● **What you will do**: In the listing below, find each line that holds the string "escaped" and copy it.
※
PR #13675, opened 2026-08-10
feat(BA-7317): render prometheus query preset templates from named placeholders

seedspirit:
## Summary

- Render `query_template` with a sandboxed Jinja environment whose variable delimiters are `${{` `}}` instead of `{{` `}}`; placeholders are `${{labels}}`, `${{window}}`, `${{group_by}}`, and every other character is literal PromQL — no escaping. PromQL uses braces for label selectors, so the default delimiters collide with the query language; `${` alone would collide too (a `$` regex anchor before a `{n}` quantifier), while `${{` cannot occur in literal PromQL. Replaces the `str.format` engine and its `escape_non_placeholders` regex heuristic.
- Rendering moves off `MetricPreset.render()` into `PromQLTemplateRenderer` (compile cache of 256 templates), which also owns validation: an AST whitelist (literal text + variable substitution only — no filters, attribute access, statements) plus `StrictUndefined`, and an explicit rejection of legacy `{labels}` / `{{{` syntax with a message pointing at the new form. `MetricPreset` is now pure data. The renderer is injected into `PrometheusQueryPresetService` via `services/factory.py`, and constructed by `PrometheusClient`.
- Validation runs in the service layer (create / modify / preview) instead of in five duplicated DTO validators across v1 and v2; `dto/manager/v2/prometheus_query_preset/validators.py` is deleted. It is server-side only now — the client SDK no longer rejects templates locally.
- Migration `4b8e2f7a91d3` rewrites every stored preset, seeded defaults included. It keeps a frozen copy of the legacy parsing logic: plain substitution breaks on legacy-valid shapes such as `metric{{mode!="idle",{labels}}}`. Idempotent — already-converted rows are skipped; `downgrade()` is a no-op.
- The 12 code-embedded fixed templates in `fixed_query_builder.py` (container metric / live stat) and the example fixture JSON are converted to the new syntax; the idle-checker config schema and GQL/REST descriptions are updated with the regenerated schema and OpenAPI docs.

Known limitation: a template escaped past validity under the old engine, e.g. `m{{{{job="x"}}}}`, converts to `m{{job="x"}}` — the same broken PromQL the old engine rendered. Such rows were never valid.

## Test plan

- [x] `pants fmt`/`fix`/`lint`/`check`, and `pants test --changed-since=origin/main --changed-dependents=direct` (27 targets, component tests included)
- [x] Migration against a live PostgreSQL: 31 legacy shapes inserted as real rows — seeded defaults, bare `{labels}`, escaped literals, static-and-injected selectors, regex quantifiers, `$` anchors, repeated placeholders — every converted row renders byte-identical PromQL to the legacy engine; re-running leaves converted rows untouched
- [x] `./bai`: legacy syntax, unknown placeholder names, filters and statements each rejected with a 400; `execute` on a migrated preset returns data
- [x] All 12 fixed live-stat/container-metric queries accepted by a real Prometheus

Resolves BA-7317

----
📚 Documentation preview 📚: https://sorna--13675.org.readthedocs.build/en/13675/

----
📚 Documentation preview 📚: https://sorna-ko--13675.org.readthedocs.build/ko/13675/


fregataa (commented):
let's add breaking changelog

src/ai/backend/common/dto/manager/v2/prometheus_query_preset/validators.py
```diff
@@ -1,66 +1,70 @@
...
+            "Legacy str.format template syntax is no longer supported; "
+            f"use {{{{ labels }}}}, {{{{ window }}}}, {{{{ group_by }}}}: {template!r}"
+        )
+    try:
+        ast = PROMQL_TEMPLATE_ENV.parse(template)
+    except TemplateSyntaxError as e:
+        raise InvalidMetricPresetTemplate(f"Invalid template syntax ({e}): {template!r}") from e
+    for node in _walk(ast):
+        if not isinstance(node, _ALLOWED_NODE_TYPES):
+            raise InvalidMetricPresetTemplate(
```
HyeockJinKim: Why is this implementation here? + Since the implementation places `jinja` in the `global` scope, the location of the implementation seems off—please adjust it properly. Even in the Notification Center and other places, values for the implementation are provided in fields, so please do not place variables in the `global` scope.

HyeockJinKim (changes requested):

src/ai/backend/common/dto/manager/v2/prometheus_query_preset/validators.py
HyeockJinKim: The DTO package should not contain any business logic.

src/ai/backend/manager/models/alembic/versions/4b8e2f7a91d3_convert_prometheus_query_preset_templates_to_jinja.py
```diff
@@ -0,0 +1,105 @@
...
+        return template
+    has_placeholder = False
+    for _literal, field, _spec, _conv in parsed:
+        if field in ("labels", "window", "group_by"):
+            has_placeholder = True
+            break
+    if not has_placeholder:
+        try:
+            jinja2.Environment().parse(template)
+            return template
```
HyeockJinKim: I'm not sure if I need iLogic for this—can't I just run the format command and replace the values with {{...}}?

seedspirit: These helpers are a frozen copy of the removed legacy renderer (`escape_non_placeholders(template).format(...)`).

Plain substitution breaks on legacy-valid templates like `metric{{mode!="idle",{labels}}}`: replacing only `{labels}` leaves `{{mode!="idle"` behind, which Jinja rejects — the legacy `{{`/`}}` escapes must also be unfolded into single braces. `string.Formatter().parse()` does exactly that, with the same parser the legacy renderer used.

Verified the converted output renders identically to the legacy renderer for all seeded presets and the shape above.

fixtures/manager/example-prometheus-query-presets.json
```diff
@@ -7,7 +7,7 @@
       "rank": 100,
       "category_name": "container",
       "metric_name": "backendai_container_utilization",
-      "query_template": "sum by ({group_by})(backendai_container_utilization{{{labels}}})",
+      "query_template": "sum by (${group_by})(backendai_container_utilization{${labels}})",
```
HyeockJinKim: If we're going to do this, wouldn't it be better to just use ${{, just like on GitHub?

HyeockJinKim (approved):

PR #13687, opened 2026-08-11
refactor(BA-7314): model message and event payloads with Pydantic

fregataa:
## Summary

Prepares the message payloads for the msgpack-to-JSON event serialization cutover. Nothing on the wire changes, so this is safe to deploy in any order.

- **`AnycastPayload` / `BroadcastPayload` are now independent models.** The shared `MessagePayload` base is gone — the two differ in transport, wire encoding, and retry state, so the base was hiding more than it saved.
- **New `payload` field** carrying the serialized event arguments in the form each transport takes them (`bytes` for a stream field, `str` for a JSON message). Producers do not fill it yet, so it stays `None`; giving it a wire key is the next step.
- **`source` / `body` renamed to `legacy_source` / `legacy_body`**, keeping their original keys via `validation_alias`. Every producer and decoder keeps constructing them as `source=` / `body=` unchanged.
- **`MessageMetadata` is a frozen Pydantic model** instead of a dataclass. Field validation replaces the hand-written decoder, and `extra="forbid"` keeps the strictness that `cls(**result)` used to give. The legacy top-level `user_id` is declared as an excluded field so an older producer's message still parses.

## Test plan

- [x] `pants check ::` — full run, since a symbol was removed and fields renamed
- [x] `pants test tests/unit/common/message_queue:: tests/unit/common/events::` (CI)
- [x] Anycast and broadcast round-trips unchanged: `to_stream_fields()` / `from_stream_fields()` and `to_json()` / `from_json()`
- [x] Metadata round-trip, legacy `user_id` accepted and never written back, unknown keys rejected as `InvalidMessagePayloadError`

Resolves BA-7314


src/ai/backend/appproxy/common/events.py
```diff
@@ -6,18 +6,62 @@
...
+class CheckWorkerLostEventPayload(AnycastEventPayload):
+    """The worker-lost check carries no arguments."""
+
+
+class CheckUnusedPortEventPayload(AnycastEventPayload):
+    """The unused-port check carries no arguments."""
+
+
+class ReconcileTraefikRoutesEventPayload(AnycastEventPayload):
+    """The traefik reconcile trigger carries no arguments."""
```
HyeockJinKim: It makes sense to separate the values read from the message queue from those read from the event dispatcher, but it seems odd that the values are being declared redundantly. It seems strange that there’s something like `to_payload`.

src/ai/backend/common/events/AGENTS.md
```diff
@@ -5,8 +5,10 @@ Event classes live in `event_types/{domain}/{anycast|broadcast}.py`; base types
 ## Define an event
 
 - Subclass `AbstractAnycastEvent` (one consumer) or `AbstractBroadcastEvent` (all subscribers) from `types.py`. The base class — not a flag — decides the delivery pattern.
+- An event is a Pydantic model: declare its body as annotated fields, and construct it by keyword. Do NOT use `@dataclass`.
 - Implement `event_name()` (unique snake_case), `event_domain()` (an `EventDomain` value), and `serialize()` / `deserialize()`.
 - **`serialize()` and `deserialize()` must use the same tuple order** — a mismatch silently swaps fields.
+- Do NOT write `to_message()` / `from_message()`. `AbstractEvent` derives both from the model's fields, so the body an event carries is its field set and nothing else. Override them only to refuse — an event that must never cross the queue raises there, as `BgtaskAlreadyDoneEvent` does.
```
HyeockJinKim, line 11: I think it would be better to just add "final" to this.
Instead of saying "Do NOT use `@dataclass`," a guideline simply stating "Use PyDantic" would suffice.

HyeockJinKim (approved):
1. First, remove the source and context from the event dispatcher.
2. Implement the registration of event handlers by group (refer to the processor group for guidance).
3. Please ensure that only one item is registered, even if multiple items are registered in the event dispatcher.
---
It seems you should proceed with the work in that order.

PR #13691, opened 2026-08-11
refactor(BA-7193): name get_default_keypair_row after the relationship it reads

jopemachine:
## Summary

`UserRow.get_main_keypair_row()` reads `UserRow.default_keypair` — the relationship joined on `keypairs.is_default`, renamed in #13484. The method name still says `main_keypair`, so it points at `users.main_access_key`, which it has not read since that PR.

```
UserRow.get_main_keypair_row  ->  get_default_keypair_row
```

Its one caller (`services/auth/service.py`) and that caller's local follow.

## What this deliberately does not touch

The first draft of this PR renamed the whole `main_access_key` vocabulary and that was wrong. Anything carrying `users.main_access_key` keeps its name, because renaming it makes the name claim the marker while the code still reads the legacy column:

| Kept | Why |
|---|---|
| `UserData.main_access_key` | reads `users.main_access_key`, feeds the API field of the same name |
| `SwitchMyMainAccessKeyAction`, `switch_my_main_access_key` (service, processor, adapter, repository, db_source) | back the live `switchMyMainAccessKey` operation one-for-one |
| `_validate_and_update_main_access_key` | writes that column, from an input of that name |
| `UserRow.main_access_key` | names the column |

A `switch_my_default_access_key` would be *added* next to the existing operation rather than renamed into it, and belongs with the API operation it backs — not here. The column and everything named after it retire together in BA-7197.

## Verification

- [x] `pants fmt lint` — clean
- [x] `pants check` across the change and its transitive dependents — 2549 files, no issues
- [x] Nothing under `docs/` changes: the GraphQL dumps and `openapi.json` are untouched
- [ ] Unit suites in CI


jopemachine:
Folded into #13531 (12c6560) rather than shipping separately — the method reads the relationship that PR's column removal is about, so the rename belongs with it.

PR #13695, opened 2026-08-11
fix(BA-7323): define the roles table locally in RBAC role migrations

fregataa:
## Summary

- `alembic upgrade` aborted at revision `09206ac04fd3` with `CompileError: Unconsumed column names: status`, leaving any database below that revision unable to upgrade at all.
- The shared frozen `get_roles_table()` never declared `status`, while `RoleCreateInput.to_dict()` supplies it. The mismatch was masked because the migration helpers shared the production metadata with `extend_existing=True` and thus handed back the production `roles` table; commit 213ad6856b isolated that metadata and the borrowed column disappeared.
- Each affected revision now snapshots the `roles` columns it touches on a file-local `sa.MetaData()`, so the definition matches the schema at that point in the chain and cannot drift with the production model again. `09206ac04fd3` also gets a local get-or-create in place of `PermissionUpdateUtil.get_or_create_role()`.
- `2c9000848b6e` raised the same error via `insert_skip_on_conflict()`; `e3fb172166dc` did not raise but silently discarded `status` through the executemany form, which drops unconsumed keys.

## Test plan

- [x] Reproduced the reported failure on a scratch database stamped at `de1032a11cca` — same `CompileError`, transaction rolled back, revision unchanged.
- [x] With the change, `upgrade 09206ac04fd3` succeeds and writes `role_superadmin` / `role_monitor` with `source=system`, `status=active`, plus the expected `user_roles` mappings and 44 permission rows.
- [x] `2c9000848b6e` single-step run creates the missing user system role with its permissions and user-role mapping.
- [x] `e3fb172166dc` single-step run creates one `project-{id8}-member` role per project with its scope binding and 11 permissions each.
- [x] Re-running each revision after re-stamping its parent produces no duplicate rows.
- [x] `e3fb172166dc` legacy path: a project holding a legacy `role_project_{id8}_member` with `source=custom` has that row promoted to `system` in place with no second member role created, while a project without one still gets a fresh member role and its 11 permissions.
- [x] `2c9000848b6e` across pages: 254 users backfilled in a single run (`page_size=100`) — 254 roles, 254 mappings, 1778 permission rows, no duplicate role names, no user left without a system role.
- [x] Confirmed `permissions.permission` (NOT NULL, no default) is introduced after both revisions by `c6648c039bd4`, so the verification schema matched the chain at that point instead of being more permissive.
- [x] `pants fmt` / `pants fix` / `pants lint --changed-since=origin/main` pass.

Resolves BA-7323

### DIFF
--- a/src/ai/backend/manager/models/alembic/versions/e3fb172166dc_backfill_project_member_roles.py
+++ b/src/ai/backend/manager/models/alembic/versions/e3fb172166dc_backfill_project_member_roles.py
@@ -39,12 +39,10 @@ from ai.backend.manager.models.rbac_models.migration.enums import (
 )
 from ai.backend.manager.models.rbac_models.migration.models import (
     get_association_scopes_entities_table,
-    get_roles_table,
     mapper_registry,
 )
 from ai.backend.manager.models.rbac_models.migration.utils import (
     insert_skip_on_conflict,
-    query_role_rows_by_name,
 )
 
 # revision identifiers, used by Alembic.
@@ -53,6 +51,10 @@ down_revision = "d8e4f2a1b3c7"
 # Part of: 26.5.0
 branch_labels = None
 depends_on = None
+
+# Metadata local to this revision so that the table snapshots below cannot be
+# altered by definitions living in other revisions.
+_local_metadata = sa.MetaData()
 
 
 # Snapshot of MEMBER_ACCESSIBLE_ENTITY_TYPES_IN_PROJECT at the time of writing.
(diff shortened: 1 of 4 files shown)


src/ai/backend/manager/models/alembic/versions/e3fb172166dc_backfill_project_member_roles.py
```diff
@@ -167,7 +182,7 @@ def _create_member_roles_for_projects(
     if not project_ids:
         return {}
 
-    roles_table = get_roles_table()
```
seedspirit, line 170: Will the legacy `get_roles_table` be left in place? Since there are no longer any references to it, it seems safer to just delete it.

fregataa: it is still used somewhere else. but I dont want to replace all of them right now

seedspirit (approved):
※
● **Reply to the exercise**:
Known limitation: a template escaped past validity under the old engine, e.g. `m{{{{job="x"}}}}`, converts to `m{{job="x"}}` — the same broken PromQL the old engine rendered. Such rows were never valid.
- [x] Migration against a live PostgreSQL: 31 legacy shapes inserted as real rows — seeded defaults, bare `{labels}`, escaped literals, static-and-injected selectors, regex quantifiers, `$` anchors, repeated placeholders — every converted row renders byte-identical PromQL to the legacy engine; re-running leaves converted rows untouched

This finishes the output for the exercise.